Hmm, _Generic? OK, there's a couple hours wasted:

===
#define f_(X) _Generic((X), \
  long double: fmt_long_double(X), \
  double: fmt_double(X), \
  unsigned int: fmt_unsigned_int(X), \
  const char *: fmt_string(X)) (X)

typedef struct fmt_pair{ enum fmt_type t; union fmt_everything v; } fmt_pair;
const fmt_pair fmt_double(float X) { return (fmt_pair){ fmt_Float, { .myfloat = X }}; }
const fmt_pair fmt_unsigned_int(unsigned int X) { return (fmt_pair){ fmt_Uint, { .myuint = X }}; }
// ...

// c preprocessor trick I don't remember for recursive macros goes here
// this is just a sketch, probably depends on GCC extensions anyway
#define fmt_args_first(X, ...) f_(X),  fmt_args_list(__VA_ARGS__)
#define fmt_args_list(...) fmt_args_first(__VA_ARGS__)
#define fmt_args(...) fmt_args(..., (fmt_pair){ fmt_Sentinel })

#define fmt(...) fmt_body(fmt_args(__VA_ARGS__))
void fmt_body(...) { /* all args are of type fmt_pair */ }
#define fmt_with_spec(spec, ...) fmt_spec_body(spec, __VA_ARGS__)
void fmt_spec_body(const char *spec, ...) { /* checks "%d" string against fmt_pairs */
===

Usage: 
  fmt("yarrrgh", 12.7, (unsigned int) 4000000000);
  fmt_with_spec("%s %g %u\n", "yarrrgh", 12.7, (unsigned int) 4000000000));

Since one of the rules of C still seems to be "you cannot write apply()" you can't actually use printf to implement fmt since there's no way of putting the argument list back together again. Appropriate macrology to leave the raw args at the end of a fmt_like call is left as an exercise for any readers left.

Admittedly if my intent was to return better error messages at compile-time, this seems unlikely to do so.

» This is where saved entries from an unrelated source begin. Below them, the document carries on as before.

PR #171, opened 2026-03-08
Fix for types with circular dependencies

Ikerstreamer:
**Issue(s)**

N/A

____

**Description**

I made it so all foreign references now reference a schema that doesnt have backward refs as it was causing inifnite recurssion in the type chekcer.

____

**Sources**

N/A


noahvsb:
It's already in `feat/endpoint-helpers`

> But that's rather ugly. Personally I think C's printf is an elegant
> interface to a thorny problem for statically typed, compiled languages that
> lack a dynamic execution capability at compile time.

C and obviously C++ have a fair amount of dynamic execution capability at compile-time, but they just don't want to admit it. Go has less, but has better declaration and literal syntax.

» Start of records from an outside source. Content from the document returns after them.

PR #180, opened 2026-03-10
Feat/event endpoint

msth5:
**Issue(s)**

Closes #30, Closes #31, Closes #32, Closes #33, Closes #34, Closes #35

____

**Description**

All endpoints for event except language support
New branch so no PR

____

**Sources**

PR #181, opened 2026-03-11
Feat/event price endpoint

msth5:
**Issue(s)**

no issues created for this endpoint

____

**Description**

Endpoints for event price, table only used by event

____

**Sources**

n/a


msth5:
This is a continuation from the Event endpoint feature branch, files under folders `routes/event/` shouldn't be evaluated here.

backend/src/routes/event_price/event_price.ts
noahvsb, line 1: typo in file name

noahvsb (changes requested):
After you fix the indent issue on #180, merge with this branch and fix it here as well.

backend/src/routes/event_price/event_pice.ts
```diff
@@ -0,0 +1,24 @@
...
+    fetchEventPrices, 
+    fetchEventPriceWithMeta, 
+    replaceEventPrice, 
+    editEventPrice,
+ } from "./handlers/index.js";
+
+export default function eventPriceRoutes(server: FastifyInstance) {
+    const protect = { preHandler: [server.authorize] };
+
+    server.get("/event_price/:id", replyHandler(server, fetchEventPrice));
```
trherber: Shouldn't the routes be prefixed with `/api/v1/`?

trherber (commented):
Looks good to me! The only thing I noticed is that you're still using the old helper functions that are now deprecated. `parse` is now `parseSchema` (even though they're just aliases) and `parseFirstRow` is also deprecated, `buildQuery` is now recommended instead but there was some discussion about `buildQuery` so I'm not sure whether it should be changed.

backend/src/routes/event_price/event_pice.ts
msth5: yes indeed

backend/migrations/003.do.create-event-tables.sql
```diff
@@ -40,12 +40,15 @@ CREATE INDEX IF NOT EXISTS idx_event_hall_starts_at ON event(hall, starts_at);
 -- ============================================================
 -- event is both PK and FK: exactly one price record per event (1:1 extension).
 CREATE TABLE IF NOT EXISTS event_price (
-  event           INT           PRIMARY KEY REFERENCES event(id) ON DELETE CASCADE,
+  id              INT           PRIMARY KEY,
```
Simon-VdB: add "SERIAL" here for key generation

Simon-VdB (dismissed):

noahvsb (changes requested):
Here as well, it seems that I was tripping, indents are good.

noahvsb (approved):
Forgot to click approve on my previous review.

> The string template itself is not only a solution to a problem--dynamic
> string composition--but a feature all by itself. That's why the concept is
> often copied by so many other languages; specifically, concise format
> specifications that are filled in by values specified elsewhere, and the use
> of tiny domain-specific languages.

Yes, like how people write dynamic queries in SQL.

  char *q = asprintf("SELECT * FROM Students WHERE NAME='%s';", bobby);

This is probably the most famous example (and has an xkcd to slap people with), but it's a problem for any string in a structured format. String interpolation is fine for report generation for line printers[1], but most people do little of that. Most strings seem to be for other programs to consume, and in that case I assume string concatenation to be awaiting a CVE candidate number until proven otherwise.

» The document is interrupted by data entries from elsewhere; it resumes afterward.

PR #184, opened 2026-03-12
fixed backend error when building docker

Simon-VdB:
**Issue(s)**

N/A

____

**Description**

Backend had an error when building. This PR fixes it.

____

**Sources**

N/A


.claude/worktrees/elastic-williamson
noahvsb, line 1: oops

noahvsb (commented):
The error can't originate from admin, because it worked after admin was pushed.

noahvsb:
> The error can't originate from admin, because it worked after admin was pushed.

It did fix it weirdly enough, I just tested the wrong way. The error only throws in the dev environment, so I thought it was already fixed by Lex's PR, but I tested it in the build, not the dev environment.

noahvsb (approved):
I tested both the non-dev and dev environments and both work.

PR #185, opened 2026-03-12
fixed inconsistencies in shared module

noahvsb:
**Issue(s)**

____

**Description**

I found some inconsistencies in the shared module that could result in problems later down the line.

____

**Sources**


noahvsb:
@Simon-VdB If you add these inconsistency fixes to your backend build fix, then the backend build can be merged.

PR #186, opened 2026-03-12
fix TSC linking issues in build

Acher0s:
**Issue(s)**

N/A

____

**Description**

added tool that will fix linking issues in app build

____

**Sources**

https://alberthernandez.dev/blog/typescript-path-aliases-in-node-js-the-complete-guide


noahvsb (approved):
Looks good to me, glad it works now.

Compare this to a compiled formatter:

q = SqlStatement$"SELECT * FROM Students WHERE NAME=$bobby"
print( q() )

Note that in my $"" syntax, $bobby is *not* interpolated; it's the job of the statement compiler to do whatever it wants. So, unwrapping:

q = SqlStatement( {"SELECT * FROM Students WHERE NAME=$bobby", bobby=bobby} )

Presumably this is turned into a prepared statement in the process, giving something like

return function() 
    return conn:prepare("SELECT * FROM Students WHERE NAME=?", bobby)
  end

(In Lua, SqlStatement would at least memoize the compiled form of the string, which is constant, regardless of what happens to Bobby Tables. There's a more clever thing to do with a foo:$"" syntax which does not allocate a table, but I haven't implemented it yet.)

Parsing the template at runtime is what http://golang.org/pkg/html/template/#hdr-Security_Model actually does, although it can't use lexicals either. 

Jay
[1]: I couldn't figure out how to write games in RPG-II, so I wasn't that interested.